Feb 25 — Mar 27, 2010

Featuring work by: Luis Romero

Fleisher/Ollman is pleased to announce a solo exhibition of new drawings, collages and constructions by Chicago artist, Luis Romero.

Romero's flat works, mostly graphite and pen on paper, betray an interest in visual contradiction. Empty surfaces give way to false depth and concentrated lines appear to form tangible shapes. While demonstrating Romero's awareness to Op Art and modernist formalism, these drawings are equally grounded in a personal mark-making practice.

The marks that Romero uses to make patterns and forms can also serve to obscure the supports and contents they cover. When applied to three-dimensional objects, as the artist has done for several years, marks appear to flatten the object they cover while they themselves appear more physical. In other works, Romero extrapolates the mark-making process onto his support materials by building alternating layers of finger-applied paint and cardboard or paper scraps. Romero discusses that practice, and the complex aesthetic relationship it produces, in a 2007 interview with Darrell Roberts:

At some point during grad school or perhaps a bit earlier, I was drawing
on found objects and making marks follow the object so that the object
became a drawing of itself. One of the things that interested me was how
these "object-drawings" had a space into which you could see - a sort of privileged space. This evolved eventually into working with layers of paper, which allowed me to do drawings that grew organically and expanded.
In other drawings, what interested me was using the layers of paper to break up the image and to suggest an interior space that is not visible. The impulse all these projects have in common is a desire to make drawings that become places.

Romero also makes small objects from bits of collected trash. They are extensions of his constructions and show similar tendencies for layering and covering but include instances of recognizable text and images, too. For the artist, such works are equally important as "an excuse to touch trash, to express tenderness for trash, to look for impurity."

Born and raised in Latin America, Romero now lives and works in Chicago. He completed a MFA in painting and drawing at the School of the Art Institute of Chicago in 2001, building upon a degree in philosophy he acquired from Boston University. Although his work has been shown in Amsterdam, Basel, and London, this is his first one-man show in the United States.

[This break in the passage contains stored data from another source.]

PR #7425, opened 2026-04-08
[PM-34213] Create attachment event log

shane-melton:
## 🎟️ Tracking

[PM-34213](https://bitwarden.atlassian.net/browse/PM-34213)

## 📔 Objective

Ensure `Cipher_AttachmentCreated` events are logged when an attachment is created/uploaded.

[PM-34213]: https://bitwarden.atlassian.net/browse/PM-34213?atlOrigin=eyJpIjoiNWRkNTljNzYxNjVmNDY3MDlhMDU5Y2ZhYzA5YTRkZjUiLCJwIjoiZ2l0aHViLWNvbS1KU1cifQ


gbubemismith (dismissed):

shane-melton:
@gbubemismith Had to move the event logging to when the attachment metadata is created and not when validated asynchronously. The validation step occurs via the Azure webhook which has no current user context for the event log.

gbubemismith (approved):

PR #7426, opened 2026-04-09
[PM-34823] Remove missed uses of PolicyRequirements flag

eliykat:
## 🎟️ Tracking

https://bitwarden.atlassian.net/browse/PM-34823

## 📔 Objective

We have removed the `PolicyRequirements` feature flag for all uses except for the `RequireSso` policy. One other use crept back in in the v2 `AdminRecoverAccountCommand`, and there were other references not cleaned up in some Tools tests (already removed from the sut). This PR removes those erroneous uses in advance of us turning on the feature flag next regression cycle.


JimmyVo16 (approved):

harr1424 (approved):
Changes to `NonAnonymousSendCommandTests` look good!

On view as a complement to Romero's work will be a selection of small collages by Ray Yoshida, a central figure in the visual arts of Chicago, a mentor and friend to the Chicago Imagists, and, of particular relevance, Romero's teacher at the School of the Art Institute of Chicago. His collage work catalogues fragments of comics and graphic novels as specimens of popular material culture arranged in rows so as to give equal importance to the negative space. Lent to this exhibition is a major canvas by the artist, first shown in his retrospective organized by The Contemporary Museum, Honolulu, in 1998, for which show Yoshida received the CAA Artist Award for a Distinguished Body of Work. Yoshida was also nominated on multiple occasions to receive the prestigious CAA "Teacher of the Year" award. This show honors him as a teacher to a generation of artists who makeextraordinary work outside the mainstream.